Malgi Malgi - 2 months ago 5x
Linux Question

Add a variable to a column in a CSV file

I have a large file (~10GB) and I want to duplicate that file 10 times but each time add a variable to the first column:

for i in (1, 10):
var = (i-1) * 1000
# add var to the first column of the file and save the file as file(i).csv

So far I have tried:

for i in {1..10}
j=$(( $i - t ))
person_id=$(( j * add ))
awk -F"," 'BEGIN{OFS=","} NR>1{$1=$1+$person_id} {print $0}' file.csv > file$i.csv

but no change in column value.


Awk variables are different from shell variables.


awk -F"," 'BEGIN{OFS=","} NR>1{$1=$1+$person_id} {print $0}' file.csv > file$i.csv


awk -F"," -v id="$person_id" 'BEGIN{OFS=","} NR>1{$1=$1+id} {print $0}' file.csv > "file$i.csv"

This uses the -v option to define an awk variable id whose value is the value of the shell variable person_id.

Because , is not a shell-active character, the code can be simplified.
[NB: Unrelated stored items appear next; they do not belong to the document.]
Issue #151, opened 2021-02-25
Script to verify incorrect CRD yaml


Huang-Wei:
Per https://github.com/kubernetes-sigs/scheduler-plugins/pull/148#issuecomment-783950924, it's favorable to have a script verifying incorrect/missing specs in individual CRD yaml, and automate this in CI.

/kind feature
/assign @penglei

Huang-Wei:
@penglei I cannot assign it to you. But you can `/assign` to get it self-assigned.

pravarag:
@Huang-Wei I'd like to work on this issue

/assign

pravarag:
@Huang-Wei I'm guessing these are the steps I can take while trying to write a script for verifying CRD yamls as mentioned here: https://github.com/kubernetes-sigs/scheduler-plugins/pull/148#issuecomment-783950924

Huang-Wei:
@pravarag yes, that's correct. Moreover, you can also get inspiring ideas from the ["hack"](https://github.com/kubernetes/kubernetes/tree/master/hack) scripts under the k/k repo.

pravarag:
@Huang-Wei @damemi I've created a WIP PR https://github.com/kubernetes-sigs/scheduler-plugins/pull/222 though I'm still looking for ways to test the script. Kindly suggest if any changes/updates are required in the code.

Huang-Wei:
Fixed by #222.

PR #222, opened 2021-08-02
Add script to verify incorrect CRD yaml

pravarag:
This PR extends: https://github.com/kubernetes-sigs/scheduler-plugins/issues/151

I've taken references from existing kubernetes/kubernetes `verify-` scripts to identify incorrect or missing specs while generating CRD yaml.

Creating WIP PR for initial reviews and suggestions.

### DIFF
--- a/Makefile
+++ b/Makefile
@@ -109,6 +109,7 @@ update-vendor:
 .PHONY: unit-test
 unit-test: autogen
 	hack/unit-test.sh
+	hack/verify-crdgen.sh
 
 .PHONY: install-etcd
 install-etcd:
@@ -125,7 +126,6 @@ integration-test: install-etcd autogen
 .PHONY: verify-gofmt
 verify-gofmt:
 	hack/verify-gofmt.sh
-	hack/verify-crdgen.sh
 
 .PHONY: clean
 clean:
--- a/Makefile
+++ b/Makefile
@@ -125,6 +125,7 @@ integration-test: install-etcd autogen
 .PHONY: verify-gofmt
 verify-gofmt:
 	hack/verify-gofmt.sh
+	hack/verify-crdgen.sh
 
 .PHONY: clean
 clean:
--- a/hack/verify-crdgen.sh
+++ b/hack/verify-crdgen.sh
@@ -18,35 +18,28 @@ set -o errexit
 set -o nounset
 set -o pipefail
 
-SCHED_PLUGIN_ROOT=$(dirname "${BASH_SOURCE[0]}")/..
-source "${SCHED_PLUGIN_ROOT}/hack/lib/init.sh"
+
+SCRIPT_ROOT=$(dirname "${BASH_SOURCE[0]}")/..
+source "${SCRIPT_ROOT}/hack/lib/init.sh"
 
 kube::golang::verify_go_version
-
-cd "${SCHED_PLUGIN_ROOT}"
 
 CRD_OPTIONS="crd:trivialVersions=true,preserveUnknownFields=false"
 
 # Download controller-gen locally
-CONTROLLER_GEN="$(shell pwd)/bin/controller-gen"
-$(call go-get-tool,$(CONTROLLER_GEN),sigs.k8s.io/controller-tools/cmd/controller-gen)
+CONTROLLER_GEN="${GOPATH}/bin/controller-gen"
+go install sigs.k8s.io/controller-tools/cmd/controller-gen@latest
 
-# Create a temp directory
-_tmpdir="$(mktemp -d "${SCHED_PLUGIN_ROOT}/_tmp")"
 # Generate CRD
-pushd "${_tmpdir}" &> /dev/null
-$(CONTROLLER_GEN) ${CRD_OPTIONS} path="./..." output:crd:artifacts:config=${_tmpdir}/crd/bases
+api_paths="./pkg/apis/scheduling/v1alpha1/...;./vendor/github.com/k8stopologyawareschedwg/noderesourcetopology-api/pkg/apis/..."
 
-popd &> /dev/null
+${CONTROLLER_GEN} ${CRD_OPTIONS} paths="${api_paths}" output:dir="./manifests/crds"
 
-pushd "${SCHED_PLUGIN_ROOT}" > /dev/null 2>&1
-if ! _out="$(diff -Naupr manifests/coscheduling/ "${_crdtmp}/crd/bases/}")"; then
-    echo "Generated output differs:" >&2
+if ! _out="$(git --no-pager diff -I"edited\smanually" --exit-code)"; then
+    echo "Generated output differs" >&2
     echo "${_out}" >&2
-    echo "Verification failed."
+    echo "Verification for CRD generators failed."
     exit 1
 fi
-popd &> /dev/null
 
-rm -r ./_tmpdir
 echo "Controllers Gen for CRD verified."
--- a/hack/verify-crdgen.sh
+++ b/hack/verify-crdgen.sh
@@ -1,0 +1,52 @@
+#!/usr/bin/env bash
+
+# Copyright 2021 The Kubernetes Authors.
+#
+# Licensed under the Apache License, Version 2.0 (the "License");
+# you may not use this file except in compliance with the License.
+# You may obtain a copy of the License at
+#
+#     http://www.apache.org/licenses/LICENSE-2.0
+#
+# Unless required by applicable law or agreed to in writing, software
+# distributed under the License is distributed on an "AS IS" BASIS,
+# WITHOUT WARRANTIES OR CONDITIONS OF ANY KIND, either express or implied.
+# See the License for the specific language governing permissions and
+# limitations under the License.
+
+set -o errexit
+set -o nounset
+set -o pipefail
+
+SCHED_PLUGIN_ROOT=$(dirname "${BASH_SOURCE[0]}")/..
+source "${SCHED_PLUGIN_ROOT}/hack/lib/init.sh"
+
+kube::golang::verify_go_version
+
+cd "${SCHED_PLUGIN_ROOT}"
+
+CRD_OPTIONS="crd:trivialVersions=true,preserveUnknownFields=false"
+
+# Download controller-gen locally
+CONTROLLER_GEN="$(shell pwd)/bin/controller-gen"
+$(call go-get-tool,$(CONTROLLER_GEN),sigs.k8s.io/controller-tools/cmd/controller-gen)
+
+# Create a temp directory
+_tmpdir="$(mktemp -d "${SCHED_PLUGIN_ROOT}/_tmp")"
+# Generate CRD
+pushd "${_tmpdir}" &> /dev/null
+$(CONTROLLER_GEN) ${CRD_OPTIONS} path="./..." output:crd:artifacts:config=${_tmpdir}/crd/bases
+
+popd &> /dev/null
+
+pushd "${SCHED_PLUGIN_ROOT}" > /dev/null 2>&1
+if ! _out="$(diff -Naupr manifests/coscheduling/ "${_crdtmp}/crd/bases/}")"; then
+    echo "Generated output differs:" >&2
+    echo "${_out}" >&2
+    echo "Verification failed."
+    exit 1
+fi
+popd &> /dev/null
+
+rm -r ./_tmpdir
+echo "Controllers Gen for CRD verified."
--- a/manifests/capacityscheduling/crd.yaml
+++ b/manifests/capacityscheduling/crd.yaml
@@ -1,54 +1,87 @@
+
+---
 apiVersion: apiextensions.k8s.io/v1
 kind: CustomResourceDefinition
 metadata:
-  name: elasticquotas.scheduling.sigs.k8s.io
   annotations:
-    "api-approved.kubernetes.io": "https://github.com/kubernetes-sigs/scheduler-plugins/pull/52"
+    api-approved.kubernetes.io: https://github.com/kubernetes-sigs/scheduler-plugins/pull/52 # edited manually
+    controller-gen.kubebuilder.io/version: v0.6.2
+  creationTimestamp: null
+  name: elasticquotas.scheduling.sigs.k8s.io
 spec:
   group: scheduling.sigs.k8s.io
   names:
+    kind: ElasticQuota
+    listKind: ElasticQuotaList
     plural: elasticquotas
     singular: elasticquota
-    kind: ElasticQuota
-    shortNames:
-    - eq
-    - eqs
+    shortNames: # edited manually
+    - eq  # edited manually
+    - eqs # edited manually
   scope: Namespaced
   versions:
-    - name: v1alpha1
-      served: true
-      storage: true
-      schema:
-        openAPIV3Schema:
-          type: object
-          properties:
-            spec:
-              type: object
-              properties:
-                min:
-                  type: object
-                  additionalProperties:
-                    anyOf:
-                      - type: integer
-                      - type: string
-                    pattern: ^(\+|-)?(([0-9]+(\.[0-9]*)?)|(\.[0-9]+))(([KMGTPE]i)|[numkMGTPE]|([eE](\+|-)?(([0-9]+(\.[0-9]*)?)|(\.[0-9]+))))?$
-                    x-kubernetes-int-or-string: true
-                max:
-                  type: object
-                  additionalProperties:
-                    anyOf:
-                      - type: integer
-                      - type: string
-                    pattern: ^(\+|-)?(([0-9]+(\.[0-9]*)?)|(\.[0-9]+))(([KMGTPE]i)|[numkMGTPE]|([eE](\+|-)?(([0-9]+(\.[0-9]*)?)|(\.[0-9]+))))?$
-                    x-kubernetes-int-or-string: true
-            status:
-              type: object
-              properties:
-                used:
-                  type: object
-                  additionalProperties:
-                    anyOf:
-                      - type: integer
-                      - type: string
-                    pattern: ^(\+|-)?(([0-9]+(\.[0-9]*)?)|(\.[0-9]+))(([KMGTPE]i)|[numkMGTPE]|([eE](\+|-)?(([0-9]+(\.[0-9]*)?)|(\.[0-9]+))))?$
-                    x-kubernetes-int-or-string: true
+  - name: v1alpha1
+    schema:
+      openAPIV3Schema:
+        description: ElasticQuota sets elastic quota restrictions per namespace
+        properties:
+          apiVersion:
+            description: 'APIVersion defines the versioned schema of this representation
+              of an object. Servers should convert recognized schemas to the latest
+              internal value, and may reject unrecognized values. More info: https://git.k8s.io/community/contributors/devel/sig-architecture/api-conventions.md#resources'
+            type: string
+          kind:
+            description: 'Kind is a string value representing the REST resource this
+              object represents. Servers may infer this from the endpoint the client
+              submits requests to. Cannot be updated. In CamelCase. More info: https://git.k8s.io/community/contributors/devel/sig-architecture/api-conventions.md#types-kinds'
+            type: string
+          metadata:
+            type: object
+          spec:
+            description: ElasticQuotaSpec defines the Min and Max for Quota.
+            properties:
+              max:
+                additionalProperties:
+                  anyOf:
+                  - type: integer
+                  - type: string
+                  pattern: ^(\+|-)?(([0-9]+(\.[0-9]*)?)|(\.[0-9]+))(([KMGTPE]i)|[numkMGTPE]|([eE](\+|-)?(([0-9]+(\.[0-9]*)?)|(\.[0-9]+))))?$
+                  x-kubernetes-int-or-string: true
+                description: Max is the set of desired max limits for each named resource.
+                  The usage of max is based on the resource configurations of successfully
+                  scheduled pods.
+                type: object
+              min:
+                additionalProperties:
+                  anyOf:
+                  - type: integer
+                  - type: string
+                  pattern: ^(\+|-)?(([0-9]+(\.[0-9]*)?)|(\.[0-9]+))(([KMGTPE]i)|[numkMGTPE]|([eE](\+|-)?(([0-9]+(\.[0-9]*)?)|(\.[0-9]+))))?$
+                  x-kubernetes-int-or-string: true
+                description: Min is the set of desired guaranteed limits for each
+                  named resource.
+                type: object
+            type: object
+          status:
+            description: ElasticQuotaStatus defines the observed use.
+            properties:
+              used:
+                additionalProperties:
+                  anyOf:
+                  - type: integer
+                  - type: string
+                  pattern: ^(\+|-)?(([0-9]+(\.[0-9]*)?)|(\.[0-9]+))(([KMGTPE]i)|[numkMGTPE]|([eE](\+|-)?(([0-9]+(\.[0-9]*)?)|(\.[0-9]+))))?$
+                  x-kubernetes-int-or-string: true
+                description: Used is the current observed total usage of the resource
+                  in the namespace.
+                type: object
+            type: object
+        type: object
+    served: true
+    storage: true
+status:
+  acceptedNames:
+    kind: ""
+    plural: ""
+  conditions: []
+  storedVersions: []
--- a/manifests/coscheduling/crd.yaml
+++ b/manifests/coscheduling/crd.yaml
@@ -1,59 +1,106 @@
+
+---
 apiVersion: apiextensions.k8s.io/v1
 kind: CustomResourceDefinition
 metadata:
-  name: podgroups.scheduling.sigs.k8s.io
   annotations:
-    "api-approved.kubernetes.io": "https://github.com/kubernetes-sigs/scheduler-plugins/pull/50"
+    api-approved.kubernetes.io: https://github.com/kubernetes-sigs/scheduler-plugins/pull/50 # edited manually
+    controller-gen.kubebuilder.io/version: v0.6.2
+  creationTimestamp: null
+  name: podgroups.scheduling.sigs.k8s.io
 spec:
   group: scheduling.sigs.k8s.io
   names:
     kind: PodGroup
+    listKind: PodGroupList
     plural: podgroups
     singular: podgroup
-    shortNames:
-    - pg
-    - pgs
+    shortNames: # edited manually
+    - pg # edited manually
+    - pgs # edited manually
   scope: Namespaced
   versions:
-  - name: "v1alpha1"
-    served: true
-    storage: true
+  - name: v1alpha1
     schema:
       openAPIV3Schema:
-        type: object
+        description: PodGroup is a collection of Pod; used for batch workload.
         properties:
-          spec:
+          apiVersion:
+            description: 'APIVersion defines the versioned schema of this representation
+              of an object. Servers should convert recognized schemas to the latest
PR #223, opened 2021-08-03
volume topology spread

mruck:


seanmalloy:
@mruck were you able to sign the CLA?

Huang-Wei:
@mruck thanks for the PR. 

Before jumping into the implementation, we typically create an issue to ensure a requirement is thoroughly discussed first, and then decide where we can hold the implementation. If you don't mind, could you discuss the idea first?

Issue #236, opened 2021-08-24
Missing scheme_test.go


Huang-Wei:
We have main_test.go to ensure the plugins are instantiated properly, but we didn't cover whether other portions such as plugin arguments are decoded as expected.

We need a pkg/apis/config/scheme/scheme_test.go to cover this. Sample can be found in k/k: https://github.com/kubernetes/kubernetes/blob/master/pkg/scheduler/apis/config/scheme/scheme_test.go.

lianghao208:
/assign
I can fix this.

Huang-Wei:
Fixed by #237.

PR #237, opened 2021-08-25
Add missing scheme_test.go

lianghao208:
**What type of PR is this?**

/kind cleanup

**What this PR does / why we need it**:

Adds missing scheme_test.go to ensure plugin arguments are decoded as expected.
 
 **Which issue(s) this PR fixes**:

#236

### DIFF
--- a/pkg/apis/config/scheme/scheme_test.go
+++ b/pkg/apis/config/scheme/scheme_test.go
@@ -1,0 +1,423 @@
+/*
+Copyright 2021 The Kubernetes Authors.
+
+Licensed under the Apache License, Version 2.0 (the "License");
+you may not use this file except in compliance with the License.
+You may obtain a copy of the License at
+
+    http://www.apache.org/licenses/LICENSE-2.0
+
+Unless required by applicable law or agreed to in writing, software
+distributed under the License is distributed on an "AS IS" BASIS,
+WITHOUT WARRANTIES OR CONDITIONS OF ANY KIND, either express or implied.
+See the License for the specific language governing permissions and
+limitations under the License.
+*/
+
+package scheme
+
+import (
+	"bytes"
+	"testing"
+
+	"github.com/google/go-cmp/cmp"
+	corev1 "k8s.io/api/core/v1"
+	"k8s.io/apimachinery/pkg/api/resource"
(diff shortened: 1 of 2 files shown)


pkg/apis/config/scheme/scheme_test.go
```diff
@@ -0,0 +1,336 @@
...
+	"testing"
+
+	"github.com/google/go-cmp/cmp"
+	corev1 "k8s.io/api/core/v1"
+	"k8s.io/apimachinery/pkg/api/resource"
+	"k8s.io/apimachinery/pkg/runtime"
+	"k8s.io/apimachinery/pkg/runtime/schema"
+	v1 "k8s.io/kube-scheduler/config/v1"
+	defaultconfig "k8s.io/kubernetes/pkg/scheduler/apis/config"
+	"sigs.k8s.io/scheduler-plugins/pkg/apis/config"
```
Huang-Wei, line 30: nit: add an empty line above

pkg/apis/config/scheme/scheme_test.go
```diff
@@ -0,0 +1,336 @@
...
+// into their appropriate internal types and defaults are applied.
+func TestCodecsDecodePluginConfig(t *testing.T) {
+	testCPUQuantity, _ := resource.ParseQuantity("1000m")
+	testCases := []struct {
+		name         string
+		data         []byte
+		wantErr      string
+		wantProfiles []defaultconfig.KubeSchedulerProfile
+	}{
+		//v1beta1 tests
```
Huang-Wei, line 51:
```suggestion
		// v1beta1 tests
```

pkg/apis/config/scheme/scheme_test.go
```diff
@@ -0,0 +1,336 @@
...
+									Type:    config.Prometheus,
+									Address: "http://prometheus-k8s.monitoring.svc.cluster.local:9090",
+								},
+							},
+						},
+					},
+				},
+			},
+		},
+	}
```
Huang-Wei, line 143: Can you add more cases?

- leave some fields unspecified, and then verify they get defaulted properly
- provide some illegal args, and verify if we get the validation error

lianghao208: done, thanks for the review!

PR #238, opened 2021-08-25
Fix access to null pointer

yangtau:
What this PR does:
- fix access to nil pointer
- lowercase the first letter of reasons for `framework.Status`
   (I think it is better to lowercase the reason string, and the reason is similar to [error strings](https://github.com/golang/go/wiki/CodeReviewComments#error-strings))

Also, changing the location of the definition of OFS can further shorten the code:

awk -F, -v id="$person_id" 'NR>1{$1+=id} 1' OFS=, file.csv > "file$i.csv"

Lastly, we replaced {print $0} with the cryptic shorthand 1. (This works because awk interprets 1 as a logical condition which it evaluates to true and, since no action was supplied, awk will perform the default action which is to print the line.)